DULUTH — George Hovland grew up skiing in Duluth and never stopped.
When he was 18 months old, his parents taught him to ski on the snow bank in their front yard. By 11, he had launched himself off the Big Chester ski jump. And by 25, was on the U.S. cross-country team at the 1952 Winter Olympics in Oslo.
He continued skiing — both cross-country and downhill — for the rest of his life. This past winter, he could be found skiing in single-digit temperatures along the trails he designed at Snowflake Nordic Center, which he owned. He regularly went skiing down the hills at Spirit Mountain, which he also helped establish, until its season ended in March of this year. Then he drove up to Giants Ridge in Biwabik to get a few more downhill runs in before spring.
"He felt so great when he was moving on a trail," said his wife Jane Hovland. "He just loved being outdoors."
Hovland died Sunday, May 9, at St. Luke's Hospital in Duluth from complications after hip surgery following a fall. He was 94.
During World War II, Hovland served as quartermaster on a geodesic survey boat in the South Pacific from 1943 to 1945. The boats would scope out islands and atolls where marines could land. When they surveyed Bikini Atoll, which would soon be used to test nuclear weapons, Hovland's commanding officer asked him to stay longer and offered him a promotion.

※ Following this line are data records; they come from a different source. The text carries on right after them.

PR #1608, opened 2026-05-28
Fix auto-continuation stream resume race

### LINKED ISSUE #1586: `addToolOutput` / client-tool auto-continuations don't attach to the response stream — delivered only as an end-of-turn replay
## Affected versions

- `@cloudflare/think` **0.7.2** (latest)
- `@cloudflare/ai-chat` **0.7.1** (latest, client `useAgentChat`)
- `agents` **0.13.2** (`agents/chat` `ContinuationState`)
- `ai` 6.0.191, `@ai-sdk/react` 3.0.193

## TL;DR

When a client-side tool result is submitted with `addToolOutput(...)` (autoContinue enabled), the server runs the continuation turn but the client **never observes its stream**. The assistant message (text + tool-input/-output chunks) is withheld and only appears once the turn finishes, via a single `cf_agent_chat_messages` replay — i.e. "nothing, then everything at once." Live `agent-tool-event` frames (sub-agent runs) DO stream throughout; only the assistant message stream is missing.

A normal `sendMessage` turn streams incrementally and correctly. The regression is specific to the **server-pushed auto-continuation** path after a client tool result.

## Repro

1. Server agent extends Think (`AIChatAgent`), with a client-side (no-execute) tool, e.g. a "choose/picker" tool the user resolves in the UI.
2. Client uses `useAgentChat` (default `autoContinueAfterToolResult: true`, `resume: true`).
3. User resolves the client tool → client calls `addToolOutput({...})`.
4. The model continues (multi-step: more tool calls + text).

**Expected:** the continuation streams to the client incrementally (as `sendMessage` turns do).
**Actual:** the client sees nothing until the turn completes, then the whole continuation appears at once.

## Evidence (live WebSocket capture, client side)

Instrumented `WebSocket.send`/`onmessage` + a DOM MutationObserver, drove a real picker→submit→continuation (a ~43s turn):

- `send cf_agent_tool_result` @ dt 6913ms
- `send cf_agent_stream_resume_request` @ dt 6913ms (immediately after — the client DOES ask to observe)
- **No** `cf_agent_stream_resuming` ever received.
- **No** `cf_agent_use_chat_response` body chunks for the whole turn — only the terminal `{done:true}` @ dt ~43.5s, immediately followed by `cf_agent_chat_messages` (full replay).
- DOM text jumps from N→N+large in one shot at turn end.
- `agent-tool-event` frames (sub-agent/worker runs) stream live throughout (dozens), proving the connection is alive and that channel works.

(Before the partial fix below, the same probe showed `cf_agent_stream_resume_none` arriving early instead — see "Gap 1".)

## Root cause — one confirmed code bug + a remaining notify-on-start failure

Gap 1 is confirmed at the code level (and its fix verified to change behavior). Gap 2 is confirmed as an observed symptom (no `stream_resuming` after the Gap-1 fix) but **not yet localized to a specific line** — the candidates are listed below.

### Gap 1 — `@cloudflare/think` `_scheduleAutoContinuation` doesn't register `pending` synchronously

`think.js` `_scheduleAutoContinuation(connection)`: in the no-pending case it only sets a 50ms coalesce timer and defers creating `this._continuation.pending` / `awaitingConnections` to `_fireAutoContinuation` (which runs after the timer). Meanwhile the client sends `cf_agent_tool_result` and *immediately* `resumeStream()` → `cf_agent_stream_resume_request`. That request hits `_handleStreamResumeRequest` during the window where there's no active stream **and** no `pending` → it replies `cf_agent_stream_resume_none`, and the client stops trying to observe.

**Suggested fix** (establish `pending` + `awaitingConnections` synchronously; keep the 50ms timer only to defer `_fireAutoContinuation`, which already no-ops pending creation when it already exists):

```diff
@@ _scheduleAutoContinuation(connection) — no-pending branch @@
 			this._continuation.awaitingConnections.set(connection.id, connection);
 			return;
 		}
+		// Establish pending + awaiting synchronously so an immediate
+		// cf_agent_stream_resume_request registers as "awaiting" instead of
+		// getting cf_agent_stream_resume_none during the 50ms coalesce window.
+		this._continuation.pending = {
+			connection,
+			connectionId: connection.id,
+			requestId: crypto.randomUUID(),
+			clientTools: this._lastClientTools,
+			body: void 0,
+			errorPrefix: "[Think] Auto-continuation failed:",
+			prerequisite: null,
+			pastCoalesce: false
+		};
+		this._continuation.awaitingConnections.set(connection.id, connection);
 		if (this._continuationTimer) clearTimeout(this._continuationTimer);
 		this._continuationTimer = setTimeout(() => {
 			this._continuationTimer = null;
 			this._fireAutoContinuation(connection);
 		}, 50);
```

We verified this **eliminates `cf_agent_stream_resume_none`** (the request now registers as awaiting). But it is **not sufficient** on its own — see Gap 2. (Worse, alone it converts the fast `resume_none` into a silent ~5s tool-continuation timeout, so it should land together with Gap 2.)

### Gap 2 — the awaiting connection is never notified when the stream starts

With Gap 1 fixed, `_streamResult` is supposed to notify awaiting connections when the continuation stream begins:

```js
if (this._continuation.pending?.requestId === requestId) {
  this._continuation.activatePending();
  this._continuation.flushAwaitingConnections((c) => this._notifyStreamResuming(c));
}
```

But in the repro, **no `cf_agent_stream_resuming` is ever sent**, so the registered-awaiting client is never told the stream started. `ContinuationState.activatePending()` clears only `pending` (not `awaitingConnections`), and `flushAwaitingConnections()` iterates+clears that map — so the agents-side data structure looks compatible. The remaining candidates (need maintainer insight / server-side tracing):

1. `this._continuation.pending?.requestId === requestId` is **false** at `_streamResult` time (requestId not preserved from `_fireAutoContinuation` through the turn queue / inference loop into `_streamResult`).
2. `awaitingConnections` is **empty** by then — e.g. the WebSocket connection churns during the (multi-second) turn, `onClose` deletes the awaiting entry, and the new connection isn't re-registered.
3. `_notifyStreamResuming` → `sendIfOpen` silently no-ops because the stored connection object is stale/closed (even though a *new* connection is alive and receiving `agent-tool-event`s).

A cheap definitive confirm is temporary logging at four points: `_handleStreamResumeRequest` (pending id/connection id, awaiting size, branch taken), `_streamResult` just before the pending check (requestId, pending requestId, awaiting size), `_notifyStreamResuming` (connection id, send result), and `onClose` (whether it cleared pending/awaiting).

## Workaround we shipped

We surface live `agent-tool-event` (sub-agent run) progress in the UI during the continuation so the long server tool isn't a silent gap, and we keep live state authoritative over the (stale, status-keyed) server-trace snapshot while a turn is in flight. This doesn't recover the assistant text/tool chunks — those still appear at turn end — but it covers the dominant wait. The real fix is Gap 1 (confirmed) plus resolving the remaining notify-on-start failure (Gap 2).

## Why it matters

Any agent using client-side tools (HITL pickers, approvals, browser-executed tools) with `autoContinueAfterToolResult` loses incremental streaming for the entire post-tool turn — which is often the longest turn (it does the real work). `sendMessage` turns are unaffected, which is why this is easy to miss.

cjol:
This PR fixes a race in Think auto-continuation streaming after client-side tool output.

When a client calls `addToolOutput(...)` with `autoContinue: true`, the client immediately asks to resume/attach to the continuation stream. Think was only creating `ContinuationState.pending` after the 50ms coalescing timer fired, so the immediate `cf_agent_stream_resume_request` could arrive while there was no active stream and no pending continuation. The server would reply `cf_agent_stream_resume_none`, causing the client’s deferred stream to close and leaving the user with no live assistant chunks until end-of-turn replay.

The fix keeps the existing 50ms coalescing delay for starting the continuation turn, but registers the continuation as pending synchronously:

- `pending` now exists before the coalescing timer fires, so an immediate resume request is held in `awaitingConnections` instead of getting `cf_agent_stream_resume_none`.
- The timer fires the continuation from the latest pending connection, avoiding a stale captured connection if the pending continuation is updated during the coalescing window.
- `_fireAutoContinuation` now consumes the already-registered pending state instead of creating it late.
- `ContinuationState` is now generic over the concrete connection type, so Think and AIChatAgent can store full `Connection` objects without casts while keeping the shared chat primitive decoupled from the Agents connection type.
- 
The regression test sends `cf_agent_tool_result` with `autoContinue: true` and immediately follows it with `cf_agent_stream_resume_request`. It failed before this patch, and passes now. It asserts that the server responds with `cf_agent_stream_resuming`, not `cf_agent_stream_resume_none`, which captures the broken timing from #1586.

Fixes #1586 

---

<a href="https://app.devin.ai/review/cloudflare/agents/pull/1608" target="_blank">
  <picture>
    Open in Devin Review
  </picture>
</a>

### DIFF
--- a/.changeset/early-ravens-continue.md
+++ b/.changeset/early-ravens-continue.md
@@ -1,0 +1,6 @@
+---
+"@cloudflare/think": patch
+"agents": patch
+---
+
+Fix Think auto-continuation stream resumes so immediate client-tool resume requests attach to the pending continuation instead of receiving `cf_agent_stream_resume_none`.
--- a/.changeset/early-ravens-continue.md
+++ b/.changeset/early-ravens-continue.md
@@ -1,6 +1,7 @@
 ---
 "@cloudflare/think": patch
+"@cloudflare/ai-chat": patch
 "agents": patch
 ---
 
-Fix Think auto-continuation stream resumes so immediate client-tool resume requests attach to the pending continuation instead of receiving `cf_agent_stream_resume_none`.
+Fix auto-continuation stream resumes so immediate client-tool resume requests attach to the pending continuation instead of receiving `cf_agent_stream_resume_none`.
--- a/packages/agents/src/chat/__tests__/continuation-state.test.ts
+++ b/packages/agents/src/chat/__tests__/continuation-state.test.ts
@@ -113,6 +113,49 @@ describe("ContinuationState", () => {
     expect(state.awaitingConnections.size).toBe(0);
   });
 
+  // ── releaseConnection ─────────────────────────────────────────────
+
+  it("releaseConnection clears ownership without removing pending", () => {
+    const state = new ContinuationState();
+    const conn = makeConnection("c1");
+    state.pending = {
+      connection: conn,
+      connectionId: "c1",
+      requestId: "r1",
+      errorPrefix: null,
+      prerequisite: null,
+      pastCoalesce: false
+    };
+    state.awaitingConnections.set("c1", conn);
+
+    state.releaseConnection("c1");
+
+    expect(state.pending).not.toBeNull();
+    expect(state.pending!.connection).toBe(conn);
+    expect(state.pending!.connectionId).toBeNull();
+    expect(state.awaitingConnections.size).toBe(0);
+  });
+
+  it("releaseConnection clears deferred and active ownership", () => {
+    const state = new ContinuationState();
+    const conn = makeConnection("c1");
+    state.deferred = {
+      connection: conn,
+      connectionId: "c1",
+      errorPrefix: "[test]",
+      prerequisite: null
+    };
+    state.activeRequestId = "r1";
+    state.activeConnectionId = "c1";
+
+    state.releaseConnection("c1");
+
+    expect(state.deferred).not.toBeNull();
+    expect(state.deferred!.connectionId).toBeNull();
+    expect(state.activeRequestId).toBe("r1");
+    expect(state.activeConnectionId).toBeNull();
+  });
+
   // ── sendResumeNone ────────────────────────────────────────────────
 
   it("sendResumeNone sends to all awaiting connections then clears", () => {
--- a/packages/agents/src/chat/continuation-state.ts
+++ b/packages/agents/src/chat/continuation-state.ts
@@ -46,8 +46,10 @@ export interface ContinuationConnection {
   send(message: string): void;
 }
 
-export interface ContinuationPending {
-  connection: ContinuationConnection;
+export interface ContinuationPending<
+  TConnection extends ContinuationConnection = ContinuationConnection
+> {
+  connection: TConnection;
   connectionId: string;
   requestId: string;
   clientTools?: ClientToolSchema[];
@@ -57,8 +59,10 @@ export interface ContinuationPending {
   pastCoalesce: boolean;
 }
 
-export interface ContinuationDeferred {
-  connection: ContinuationConnection;
+export interface ContinuationDeferred<
+  TConnection extends ContinuationConnection = ContinuationConnection
+> {
+  connection: TConnection;
   connectionId: string;
   clientTools?: ClientToolSchema[];
   body?: Record<string, unknown>;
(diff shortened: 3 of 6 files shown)


threepointone (approved):
lgtm, added a small edge case fix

"No, skiing is calling me back to Minnesota," Hovland responded, according to Jane.
"George said skiing saved his life because he would've been exposed to all that radioactive stuff," Jane said.
After graduating from the University of Minnesota and competing internationally, he returned to Duluth and left his mark on Duluth's ski culture while also designing homes.
He started Duluth's first ski shop, called simply "The Ski Shop." He also once co-owned the Mont du Lac Ski Area and started Duluth's first commercial ski hill, which used a tow rope to bring skiers back up the hill.
He conceived the original idea and location for what is now the Spirit Mountain ski hill and laid out all of the cross-country ski trails at the top of the hill. He assisted in designing ski trails at Giant's Ridge, Duluth's Hartley Park and in the Superior Municipal Forest.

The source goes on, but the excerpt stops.